EXTRACTED RECORDS —
PR #333, opened 2026-06-17
fix for runtime env change

endawkins:
#### Testing ####

Checklist:

### DIFF
--- a/entrypoint/deployrancher/rancher_suite_test.go
+++ b/entrypoint/deployrancher/rancher_suite_test.go
@@ -86,22 +86,13 @@ func validateRancher() {
 		}
 	}
 
-	arch, archErr := shared.RunCommandHost("uname -m")
-	if archErr != nil {
-		shared.LogLevel("debug", "unable to detect runner architecture: %v", archErr)
-	}
-	shared.LogLevel(
-		"debug",
-		"helm preflight context: uname -m=%s PATH=%s",
-		strings.TrimSpace(arch),
-		os.Getenv("PATH"),
-	)
+	shared.LogLevel("debug", "helm preflight PATH=%s", os.Getenv("PATH"))
 
-	// Validate helm is available in the runner image.
-	res, err := shared.VerifyHelmAvailable()
+	// Ensure helm is available, installing it from vendored tarball if needed.
+	res, err := shared.InstallHelm()
 	if err != nil {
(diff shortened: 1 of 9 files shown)


entrypoint/deployrancher/rancher_suite_test.go
```diff
@@ -86,11 +86,22 @@ func validateRancher() {
 		}
 	}
 
-	// Install helm
-	res, err := shared.InstallHelm()
+	arch, archErr := shared.RunCommandHost("uname -m")
```
fmoral2: why do u need to pull arch if you are not doing anything usefull with it ?  better avoid 15 lines of code for just a logging that doesnt change any next decision

fmoral2:
Dockerfile Approach

  For a hotfix, I think not fixing via Dockerfile is safer and easier.

  The Dockerfile approach is okay as a longer-term cleanup if the project wants Helm baked into the image, but it has operational risk: image must be rebuilt and every Jenkins/local
  runner must use that new image. If anyone runs deploy-rancher outside that exact image, the test fails earlier than before.

  The safer hotfix is source-level:

  - keep InstallHelm
  - first check command -v helm
  - if missing, install from the existing vendored tarball
  - after installing into ~/bin, prepend ~/bin to PATH in the Go process so later bare helm calls work

shared/aux.go
```diff
@@ -234,20 +237,34 @@ func InstallHelm() (res string, err error) {
...
+		"%v/helm version --short", localbin, BasePath(), arch, arch, localbin, localbin, localbin)
+
+	res, err = RunCommandHost(cmd)
+	if err != nil {
+		return res, err
+	}
+
+	pathEnv := os.Getenv("PATH")
+	homeBin := fmt.Sprintf("%v/bin", homedir)
+	if !strings.Contains(pathEnv, homeBin) {
```
fmoral2: if !slices.Contains(filepath.SplitList(pathEnv), homeBin) {

mdrahman-suse:
@endawkins I have created a PR to have consistent implementation similar to: https://github.com/rancher/distros-test-framework/blob/main/scripts/install_sonobuoy.sh#L16. This PR can be closed
https://github.com/rancher/distros-test-framework/pull/335

endawkins:
Closing as MD has provided a better fix for the same issue.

TASK INSTRUCTIONS — Reproduce the material in full, keeping every line exactly as given.

EXERCISE RESPONSE —
PR #333, opened 2026-06-17
fix for runtime env change

endawkins:
#### Testing ####

Checklist:

### DIFF
--- a/entrypoint/deployrancher/rancher_suite_test.go
+++ b/entrypoint/deployrancher/rancher_suite_test.go
@@ -86,22 +86,13 @@ func validateRancher() {
 		}
 	}
 
-	arch, archErr := shared.RunCommandHost("uname -m")
-	if archErr != nil {
-		shared.LogLevel("debug", "unable to detect runner architecture: %v", archErr)
-	}
-	shared.LogLevel(
-		"debug",
-		"helm preflight context: uname -m=%s PATH=%s",
-		strings.TrimSpace(arch),
-		os.Getenv("PATH"),
-	)
+	shared.LogLevel("debug", "helm preflight PATH=%s", os.Getenv("PATH"))
 
-	// Validate helm is available in the runner image.
-	res, err := shared.VerifyHelmAvailable()
+	// Ensure helm is available, installing it from vendored tarball if needed.
+	res, err := shared.InstallHelm()
 	if err != nil {
(diff shortened: 1 of 9 files shown)


entrypoint/deployrancher/rancher_suite_test.go
```diff
@@ -86,11 +86,22 @@ func validateRancher() {
 		}
 	}
 
-	// Install helm
-	res, err := shared.InstallHelm()
+	arch, archErr := shared.RunCommandHost("uname -m")
```
fmoral2: why do u need to pull arch if you are not doing anything usefull with it ?  better avoid 15 lines of code for just a logging that doesnt change any next decision

fmoral2:
Dockerfile Approach

  For a hotfix, I think not fixing via Dockerfile is safer and easier.

  The Dockerfile approach is okay as a longer-term cleanup if the project wants Helm baked into the image, but it has operational risk: image must be rebuilt and every Jenkins/local
  runner must use that new image. If anyone runs deploy-rancher outside that exact image, the test fails earlier than before.

  The safer hotfix is source-level:

  - keep InstallHelm
  - first check command -v helm
  - if missing, install from the existing vendored tarball
  - after installing into ~/bin, prepend ~/bin to PATH in the Go process so later bare helm calls work

shared/aux.go
```diff
@@ -234,20 +237,34 @@ func InstallHelm() (res string, err error) {
...
+		"%v/helm version --short", localbin, BasePath(), arch, arch, localbin, localbin, localbin)
+
+	res, err = RunCommandHost(cmd)
+	if err != nil {
+		return res, err
+	}
+
+	pathEnv := os.Getenv("PATH")
+	homeBin := fmt.Sprintf("%v/bin", homedir)
+	if !strings.Contains(pathEnv, homeBin) {
```
fmoral2: if !slices.Contains(filepath.SplitList(pathEnv), homeBin) {

mdrahman-suse:
@endawkins I have created a PR to have consistent implementation similar to: https://github.com/rancher/distros-test-framework/blob/main/scripts/install_sonobuoy.sh#L16. This PR can be closed
https://github.com/rancher/distros-test-framework/pull/335

endawkins:
Closing as MD has provided a better fix for the same issue.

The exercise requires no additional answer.